6. Nou Camp, Barcelona
February 2007 and it was another magical night in Europe for the Reds and another against the odds victory for Rafa Benitez's side. Lionel Messi, Ronaldinho, Xavi and Andres Iniesta were swept aside but not before Deco struck and the Spanish champions threatened a comfortable win. Craig Bellamy levelled proceedings before John Arne Riise set up a perfect return leg at Anfield by smashing into the roof of Victor Valdes's net. Liverpool have been to the colossal Nou Camp four times and they've yet to be beaten there. They've drawn twice and, thanks to a John Toshack's 13th minute winner in 1976, won twice.
7. Maine Road, Manchester
Manchester City's old ground in Moss Side became a successful hunting ground for the Reds, especially as a venue for FA Cup semi-finals. Back in 1950, Bob Paisley was on the scoresheet as Liverpool pulled off a 2-0 victory over their rivals from across Stanley Park to progress to their first ever Wembley final. Everton were despatched at Maine Road again in 1977 as the Reds reached the FA Cup final and looked to be on the brink of an historic treble. That year they lost to Manchester United at Wembley and were forced to settle for a league and European Cup double. However, seven years later, Fagan's Reds were back at Maine Road and this time they won the League Cup against the Blues to lay the foundations for what would be a treble-winning year.
8. Villa Park, Birmingham
Villa Park has been the scene of a handful of memorable semi-final outings for the Reds. In April 1965, Liverpool were en route to their first ever FA Cup win. A trophy that both Everton and Manchester United had won was yet to grace the Liverpool cabinet throughout the club's 73-year history. Chelsea were beaten 2-0 and Ron Yeats led his side out at Wembley later that year. In 1974, Brian Hall, John Toshack and Kevin Keegan were on the scoresheet as Bill Shankly's Liverpool won a semi-final replay against Leicester on the way to their second FA Cup victory. And in 1981, the Reds won their first ever League Cup there, edging West ham 2-1 in a replay. Kenny Dalglish and Alan Hansen netted for Paisley's men.

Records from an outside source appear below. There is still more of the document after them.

Issue #944, opened 2026-06-22
Flight/Trino: surface row-count + per-column cardinality so the AUTOMATIC aggregation-pushdown gate can decide


pmcfadin:
Follow-up to #893 (closed by #937). This issue covers the **statistics-surfacing** half of #893's original scope, which #937 deliberately deferred. Until it's done, the new `AUTOMATIC` aggregation-pushdown policy is inert.

## Background

#841 landed Flight/Trino aggregation pushdown (`count`/`sum`/`min`/`max`/`avg` + simple `GROUP BY`) via the single-finalize-split design. The benefit eval (`docs/plans/2026-06-20-issue-841-aggregation-pushdown-benefit-eval.md`) measured that the data-reduction win is enormous for global aggregates and low/mid-cardinality `GROUP BY`, but **degrades to break-even (and slightly negative on bytes) as the number of distinct groups approaches the row count** — when nearly every row is its own group, the single finalize worker does all the merging with no payload reduction and loses intra-aggregation parallelism. Measured crossover: pushdown wins materially once `rows / groups >= ~4-10x`; it is a wash-to-loss above that.

#893 asked for a cardinality-based gate that declines pushdown in the high-cardinality case. #937 shipped the **connector-side operator gate** but not the statistics needed to drive it automatically:

- New catalog properties (`CqliteFlightConfig`):
  - `cqlite.aggregation-pushdown-group-by` = `automatic` | `always` | `never`
  - `cqlite.aggregation-pushdown-max-group-ratio` (default `0.5`, must be in `(0.0, 1.0]`; `DEFAULT_MAX_GROUP_RATIO`)
- `CqliteFlightMetadata.applyAggregation` consults a pure decision:
  `declineGroupByPushdown(GroupByPushdownPolicy policy, OptionalDouble estimatedGroupRatio, double maxGroupRatio)`
  — `NEVER` declines, `ALWAYS` pushes, `AUTOMATIC` declines **only** when an estimate is present and exceeds the ratio.
- Global aggregates (no `GROUP BY`) bypass the gate entirely (unconditional win).

## The gap

```java
// CqliteFlightMetadata.estimateGroupRatio(...) — current body
return java.util.OptionalDouble.empty();
```

`estimateGroupRatio()` returns empty because **no cardinality estimate is surfaced anywhere**:

[...]

PR #1351, opened 2026-07-01
fix(#1325): populate nb RowStatistics counts from authoritative STATS (reuse read_table_counts)

### LINKED ISSUE #1325: enhanced_statistics_parser stubs RowStatistics.{total_rows,live_rows,partition_count} to 0 for real nb SSTables
## Summary
For real Cassandra 5.0 `nb` SSTables, `cqlite-core`'s `enhanced_statistics_parser` hard-codes `RowStatistics.total_rows`, `live_rows`, and `partition_count` to `0` (`cqlite-core/src/parser/enhanced_statistics_parser/mod.rs:~139-146`). Only the synthetic/legacy parser fills them. So any consumer reading `RowStatistics` for these counts on a real file gets 0.

Discovered during #944 (Flight/Trino aggregation-pushdown stats): the gate needed authoritative per-table `partition_count`/`total_rows`, which `RowStatistics` did NOT provide for real files. #944 worked around it by adding `cqlite-core/src/parser/repair_metadata.rs::read_table_counts` (authoritative: `partition_count` = Σ EstimatedHistogram bucket counts; `total_rows` = STATS `totalRows` via the version-gated walk, `None` when not traversable — never guessed).

## Fix (routing: oracle — Statistics.db is ground truth, no OpenSpec)
Populate `RowStatistics.{total_rows,live_rows,partition_count}` for `nb` from the STATS component, ideally by delegating to / reusing the authoritative decode that `read_table_counts` now performs (single source of truth). No heuristics — `None`/absent where the value isn't authoritatively reachable, never a fabricated 0.

## Acceptance
- For real `nb` fixtures, `RowStatistics.partition_count` and `total_rows` match the authoritative STATS values (validate against `sensor_data`=10/2000, `simple_table`=1000/1000, `stock_prices`=3/200, as verified in #944).
- No guessed values; unreachable fields stay `None`/0-with-documented-meaning, not a silent wrong 0.
- No-heuristics compliant.

Discovered in #944 (non-blocking there — #944 surfaced its own authoritative decode).

pmcfadin:
Closes #1325.

## Bug (oracle-driven — Statistics.db is ground truth)
For real Cassandra 5.0 `nb` SSTables, `enhanced_statistics_parser` hard-coded `RowStatistics.{total_rows, live_rows, partition_count}` to `0`, so any consumer reading these counts on a real file got a silently-wrong 0.

## Fix
`parse_nb_format_statistics_data` now delegates to the #944 single source of truth `repair_metadata::read_table_counts` (raw Statistics.db + version gates already threaded through):
- `partition_count` = Σ `estimatedPartitionSize` histogram bucket counts.
- `total_rows` = STATS `totalRows` via the gated walk (`None` → documented 0, never guessed).
- `avg_rows_per_partition` only when both counts are authoritative and `partition_count > 0`.
- `live_rows` deliberately left `0` (documented): STATS carries no per-SSTable live-row count distinct from `total_rows`; fabricating one would violate the no-heuristics mandate (#28). Additive decode — an `Err` logs and leaves 0.

## Test (TDD)
`cqlite-core/tests/issue_1325_nb_rowstatistics_counts.rs` asserts, for real fixtures:
- `sensor_data` → partition_count=10, total_rows=2000
- `simple_table` (test_basic, nb) → 1000, 1000
- `stock_prices` → 3, 200
- `live_rows == 0`

All three fixtures present + asserted (none skipped); fails without the fix (0 vs 10), passes with it. Present-but-zero is a hard failure; skips only when Statistics.db is genuinely absent.

## Gate
`scripts/agent-gate.sh` → **RESULT: PASS** (all 17 components green, incl. python-bindings — no known-flaky failures this run).

### DIFF
--- a/cqlite-core/src/parser/enhanced_statistics_parser/mod.rs
+++ b/cqlite-core/src/parser/enhanced_statistics_parser/mod.rs
@@ -135,13 +135,56 @@ pub fn parse_nb_format_statistics_data(
                 regular_columns,
             ),
         )) => {
-            // Create minimal statistics with only timestamp data populated
+            // Populate the authoritative row/partition counts from the STATS
+            // component (issue #1325). We reuse the single source of truth added
+            // in #944 — `repair_metadata::read_table_counts` — rather than
+            // re-deriving the walk here:
+            //   * `partition_count` = Σ `estimatedPartitionSize` histogram bucket
+            //     counts (self-describing; always decodable).
+            //   * `total_rows`      = STATS `totalRows` via the version-gated walk,
+            //     `None` when not authoritatively traversable (e.g. a clustered
+            //     covered-Slice whose bound values are not modeled).
+            // No-heuristics mandate (#28): when a value is NOT authoritatively
+            // reachable we leave the documented 0 rather than fabricating a count.
+            //   * `total_rows`: `None` from `read_table_counts` → 0 (meaning
+            //     "not authoritatively reachable", never a guessed count).
+            //   * `live_rows`: STATS carries no per-SSTable live-row count that is
+            //     authoritatively distinguishable from `total_rows` here, so it is
+            //     left as 0 (documented "not authoritatively derivable") rather
+            //     than guessed. (Consumers that need an upper bound use
+            //     `total_rows`; see cqlite-flight `read_table_counts` doctrine.)
+            //   * `avg_rows_per_partition`: computed only when BOTH counts are
+            //     authoritative and `partition_count > 0`; otherwise left 0.0.
+            // `full_input` is the raw Statistics.db buffer (with TOC), exactly the
+            // input `read_table_counts` expects. This is strictly additive — an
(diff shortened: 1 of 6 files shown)


pmcfadin:
roborev triage:
- **Finding 2** (None-gates path → 0) — fixing: nb parser now defaults to authoritative nb gates on the `None` path (we're definitively in the nb parser), + test coverage for the None entry point.
- **Finding 3** (test can pass vacuously) — fixing: assert `asserted > 0` when a dataset root is configured.
- **Finding 1** (`live_rows` = 0) — out of scope for this P2 fix. Per #1325's acceptance criteria, unreachable fields stay 0-with-documented-meaning, and STATS has no authoritative per-SSTable live-row count. The broader question of representing 'unknown' vs measured-0 across `RowStatistics` is a public-API/field-contract change → filed as design follow-up #1352. Strengthening the doc comment here as the interim contract.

9. The Ataturk Stadium, Istanbul
Liverpool have won at the Ataturk only once since it was built in 2001, so it might not exactly fit the criteria of a 'second home'. But mention the word 'Istanbul' within earshot of anyone who has any vague affiliation to the Liverbird and nothing else but the glorious images of that astonishing night will spring to mind. Taksim Square was awash with red from the early afternoon of Tuesday the 24th until way after the final whistle blew in the Ataturk Stadium in the early hours of the morning on Thursday, May 26. It will forever bear special resonance for all Liverpool fans.
10. New Wembley, London
It took a while, perhaps too long, to make it to the new Wembley. Everton went there twice but a win in April against either the Blues or Sunderland will see the Reds return for the FA Cup final on May 5. That would be the third outing in four months to a place that is fast becoming a Liverpool second home.